Thermally insulated systems subjected to wet conditions are destined to experience aggravated and irreversible thermal losses in addition to CUI. While proper material selection, design, installation, and maintenance are critical to prevent moisture ingress, the infiltration of moisture can be triggered from insulation damage or inadequate design and installation. Although thermal insulation is an economical means of heat conservation, its ability to achieve thermal performance is affected by moisture infiltration. A comprehensive approach deploying experimental testing, field validation, and computational modeling (via FEA) helped quantify thermal losses for the wet insulation and contact-free insulation designs.
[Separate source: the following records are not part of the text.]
PR #19, opened 2021-01-04
Bug 1683846 - Decouple metrics recorded format from expected ping payload format

brizental:


src/metrics/validation.ts
```diff
@@ -0,0 +1,48 @@
+/* This Source Code Form is subject to the terms of the Mozilla Public
```
brizental: Cannot put this code in `metrics/index.ts` because it will cause circular import errors.

src/database.ts
```diff
@@ -40,7 +40,30 @@ export function isValidPingPayload(v: unknown): v is PingPayload {
...
+ *
+ * Metrics are stored in an internal representation format,
+ * but pings must be sent with metrics in their external format
+ * (i.e. the format described in the Glean schema).
+ *
+ * @param v The ping payload to transform.
+ *
+ * @returns The ping payload in its external format.
+ */
+function createExternalMetricsPayload(v: MetricsPayload): MetricsPayload {
```
Dexterp37, line 56: I don't think I like the idea of having "two payloads" (internal vs external). There's no such thing as "internal payload", it's just metrics data in the end. Payload as a concept only makes sense when it comes to pings.

The internal data should probably just be "storedMetrics" and the payload... well, is the payload .

brizental: Yeap I agree, names chosen here are terrible. I'll try to think of something better and get back here. Suggestions 100% welcome.

brizental: I tried something (https://github.com/mozilla/glean.js/pull/19/commits/d2e5ab36cdce913aca29c644c68137949aee9cc4), let me know what you think.

src/database.ts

While the wet insulations amplify thermal conductance and losses, the contact-free design showed some noticeable reduction in thermal losses in comparison to conventional contacting design. Further research is needed in this area, studying different insulation systems and application temperatures.

REFERENCES

1. AER Directive 077, https://static.aer.ca/prd/documents/directives/Directive077.pdf.
2. Bundesfachabteilung, Technical Letter, 3rd Edition (May 2016), p. 3.
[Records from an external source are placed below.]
PR #20, opened 2021-01-04
Bug 1679381 - Implement the datetime metric type

brizental:
This is built on top of https://github.com/mozilla/glean.js/pull/19 thus it is blocked by it.

I am opening anyways to illustrate how the changes added by https://github.com/mozilla/glean.js/pull/19 can be used in a more complex way than the cases in https://github.com/mozilla/glean.js/pull/19 itself.

The commit that matters here is fb5c0e8. All the other are part of #19.


src/metrics/datetime.ts
```diff
@@ -0,0 +1,226 @@
...
+  get date(): Date {
+    return new Date(this._inner.date);
+  }
+
+  private get timezone(): number {
+    return this._inner.timezone;
+  }
+
+  private get timeUnit(): TimeUnit {
+    return this._inner.timeUnit as TimeUnit;
```
brizental, line 63: No need for this casting here... This is leftover from development.

src/metrics/datetime.ts
```diff
@@ -0,0 +1,226 @@
...
+  }
+
+  validate(v: unknown): v is DatetimeInternalRepresentation {
+    if (!isObject(v) || Object.keys(v).length !== 3) {
+      return false;
+    }
+
+    const timeUnitVerification = "timeUnit" in v && isString(v.timeUnit) && Object.values(TimeUnit).includes(v.timeUnit as TimeUnit);
+    const timezoneVerification = "timezone" in v && isNumber(v.timezone);
```
brizental, line 72: Unsure if I should go further and check that timezone is a possible timezone value e.g. between -12 * 60 and 14 * 60.

src/metrics/datetime.ts
```diff
@@ -0,0 +1,226 @@
...
+
+  /**
+   * Gets this metrics value in its payload representation.
+   *
+   * For this metric, the payload is the timezone aware ISO date string truncated to the time unit
+   * given at the time of recording.
+   *
+   * @returns The metric value.
+   */
+  payload(): string {
```
brizental, line 89: This function turned out being the uglyest... I am sorry and open for suggestions on how to make it nicer :)

src/metrics/datetime.ts
```diff
@@ -0,0 +1,226 @@
...
+    if (this.timeUnit === TimeUnit.Microsecond) {
+      return `${year}-${month}-${day}T${hours}:${minutes}:${seconds}.${milliseconds}000${timezone}`;
+    }
+
+    return `${year}-${month}-${day}T${hours}:${minutes}:${seconds}.${milliseconds}000000${timezone}`;
+  }
+}
+
+/**
+ *  A boolean metric.
```
brizental, line 128: Ops, forgot to update comment.

src/metrics/datetime.ts
```diff
@@ -0,0 +1,226 @@
...
+   * If the currently stored datetime is in a different timezone than local,
+   * the resulting Date object will contain the relative local date to the recorded value.
+   *
+   * TODO: Only allow this function to be called on test mode (depends on Bug 1682771).
+   *
+   * @param ping the ping from which we want to retrieve this metrics value from.
+   *
+   * @returns The value found in storage or `undefined` if nothing was found.
+   */
+  async testGetValue(ping: string): Promise<Date | undefined> {
```
brizental, line 220: On the Glean SDK we zero out information that is too precise for the current time unit (see: https://github.com/mozilla/glean/blob/main/glean-core/src/metrics/datetime.rs#L161). I am not doing it here, seemed like superfluous work for testing APIs. Do you have issues with this choice?

src/metrics/datetime.ts
Dexterp37: Mh, no, let's not for now. In the future, it might be worth reporting an error.

src/metrics/datetime.ts
```diff
@@ -0,0 +1,227 @@
...
+   *
+   * For this metric, the payload is the timezone aware ISO date string truncated to the time unit
+   * given at the time of recording.
+   *
+   * @returns The metric value.
+   */
+  payload(): string {
+    const timezone = formatTimezoneOffset(this.timezone);
+
+    const year = this.date.getFullYear().toString().padStart(2, "0");
```
Dexterp37, line 92: Another option for all these date/time manipulation insanities would be to use [`toLocaleDateString`](https://developer.mozilla.org/en-US/docs/Web/JavaScript/Reference/Global_Objects/Date/toLocaleDateString) and provide `en-US` as the locale (since that's the one we stick to). Did you try that out already?

src/metrics/datetime.ts
```diff
@@ -0,0 +1,227 @@
...
+  constructor(meta: CommonMetricData, timeUnit: string) {
+    super("datetime", meta);
+    this.timeUnit = timeUnit as TimeUnit;
+  }
+
+  /**
+   * Sets to the specified datetime value.
+   *
+   * @param value the value to set.
+   */
```
Dexterp37, line 145: Can you please mention the same things we mention in the [other bindings](https://searchfox.org/glean/rev/58fa076222be375a4e5f46baa6275043721603c0/glean-core/android/src/main/java/mozilla/telemetry/glean/private/DatetimeMetricType.kt#54-58) for all the docstrings ?

src/metrics/datetime.ts
```diff
@@ -0,0 +1,227 @@
...
+  async set(value?: Date): Promise<void> {
+    if (!this.shouldRecord()) {
+      return;
+    }
+
+    if (!value) {
+      value = new Date();
+    }
+
+    const metric =  new DatetimeMetric({
```
Dexterp37, line 155:
```suggestion
    const metric = new DatetimeMetric({
```

Does eslint support a rule to detect "double spacing"?

src/metrics/datetime.ts
Dexterp37: This makes writing tests using this impossible/harder :-) We can't check if a date we set is then returned properly, after truncation.

Don't we have a test specifically for testing this, in the SDK?

src/metrics/time_unit.ts
```diff
@@ -0,0 +1,26 @@
+/* This Source Code Form is subject to the terms of the Mozilla Public
+ * License, v. 2.0. If a copy of the MPL was not distributed with this
+ * file, You can obtain one at http://mozilla.org/MPL/2.0/. */
+
+/**
+ * Different resolutions supported by the time related
+ * metric types (e.g. DatetimeMetric).
+ */
+enum TimeUnit {
+  // Truncate to nanosecond precision.
```
Dexterp37, line 10: This does not represent a truncation, necessarily! See https://searchfox.org/glean/source/glean-core/android/src/main/java/mozilla/telemetry/glean/private/TimeUnit.kt :-)

src/metrics/datetime.ts
Dexterp37: Oh yes, we do: https://searchfox.org/glean/source/glean-core/tests/datetime.rs

tests/metrics/datetime.spec.ts
```diff
@@ -0,0 +1,240 @@
...
+import assert from "assert";
+import sinon from "sinon";
+
+import Glean from "glean";
+import DatetimeMetricType, { DatetimeMetric } from "metrics/datetime";
+import { Lifetime } from "metrics";
+
+const sandbox = sinon.createSandbox();
+
+describe("DatetimeMetric", function() {
```
Dexterp37, line 14: Can you kindly port over the tests from glean-core, too? https://searchfox.org/glean/source/glean-core/tests/datetime.rs

Don't forget that in the SDK they are split between the bindings and the core, but here everything is together so tests can be together too.

Dexterp37 (changes requested):

src/metrics/datetime.ts
brizental: Truncating in Glean.js happens when we call the `payload` function on a concrete Datetime metric. I added tests for each one of the time units truncations. This specific function returns a Date object, no truncation happens here.

tests/metrics/datetime.spec.ts
brizental: I based myself off of these tests. Which one do you see missing? I did not check the bindings tests though, will do that too.

src/metrics/datetime.ts
brizental: toLocalteDateString does not return an ISO string.

tests/metrics/datetime.spec.ts
brizental: I checked bidnings tests and added some extra date cases (prior to UNIX epoch  and date after 2038), other than that I did not see any other missing test cases.

src/metrics/datetime.ts
Dexterp37: Isn't it easier to convert it to that format starting from what toLocaleDateString gives? Alternatively, we could also try to just use `Date().toISOString()` and split/crop. Otherwise, we can leave it as it is.

tests/metrics/datetime.spec.ts
```diff
@@ -0,0 +1,252 @@
...
+        sendInPings: ["aPing"],
+        lifetime: Lifetime.Ping,
+        disabled: false
+      }, "second");
+
+      await metric.set(new Date(1995, 5, 25, 8, 15, 45, 385));
+      assert.strictEqual(await metric.testGetValueAsString("aPing"), "1995-05-25T08:15:45+05:00");
+
+      const snapshot = await Glean.db.getPing("aPing", true);
+      assert.deepStrictEqual(snapshot, {
```
Dexterp37, line 158: This tests something a bit different than [this test](https://searchfox.org/glean/source/glean-core/tests/datetime.rs#110). You're testing the snapshot, which ideally users won't have access to. Users will have to use the testing APIs, which currently do not truncate.

brizental: `testGetValueAsString` does truncate because it returns `DatetimeMetric.payload`, only when we get it as a Date object it doesn't truncate. This means that, if the metric is `TimeUnit.Hours` the `Date` object returned by `testGetValue` may come with minute, seconds and etc not zeroed out. Do you think that is a problem?

About this specific test, I can change to do exactly what the SDK does.

Dexterp37: Yes, I think this is a problem (sorry, that's what I was trying to say). Using the testing API returns a different result than what user would expect.

As for the tests, in general I'd recommend sticking to the same tests we have for the SDK, to make sure we're not introducing problems in the tests.

src/metrics/datetime.ts
brizental: So, the issue with toISOString is that it always returns a string in UTC, so we lose timezone information. It also wouldn't be easier to split by toLocaleDateString, IMO, but even if it were, it doesn't contain all the information that we can get directly from the date object, such as timezone information.

I did spot a bug here, if the user changes timezones from the moment they recorded the metric to the moment they access the metrics payload, we create an incorrect string... I will fix this in my next commit.

brizental: Fixed it https://github.com/mozilla/glean.js/pull/20/commits/065f63f01a05faeacbfbb05c6a262f66a25aaddf.

src/metrics/datetime.ts
brizental: I now zero out everything that is too precise at the time of recording: https://github.com/mozilla/glean.js/pull/20/commits/11d9387b95a7356a55f06b0283e83743b2e2d2af

Dexterp37 (approved):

3. Ahmad Raza Khan Rana, Graham Brigham, “Insulation-Metal Interaction Outlook for Thermally Insulated Systems –A New Perspective for Insulation Driven Stress Cracks and CUI,” CORROSION 2025 Nashville, TN, Paper No. 00600, Houston, TX: AMPP, 2025.
4. Ahmad Raza Khan Rana, Graham Brigham, Kyle J. Williams, “Case Studies – Learnings from CUI Failures and Inspection Challenges,” CORROSION 2024 New Orleans, LA, Paper No. 21070, Houston, TX: AMPP, 2024.
5. Ahmad Raza Khan Rana, Graham Brigham, “Performance Outlook of Thermally Insulated Systems Using Experimental Data and Computational Analysis,” CORROSION 2025 Nashville, TN, Paper No. 00599, Houston, TX: AMPP, 2025.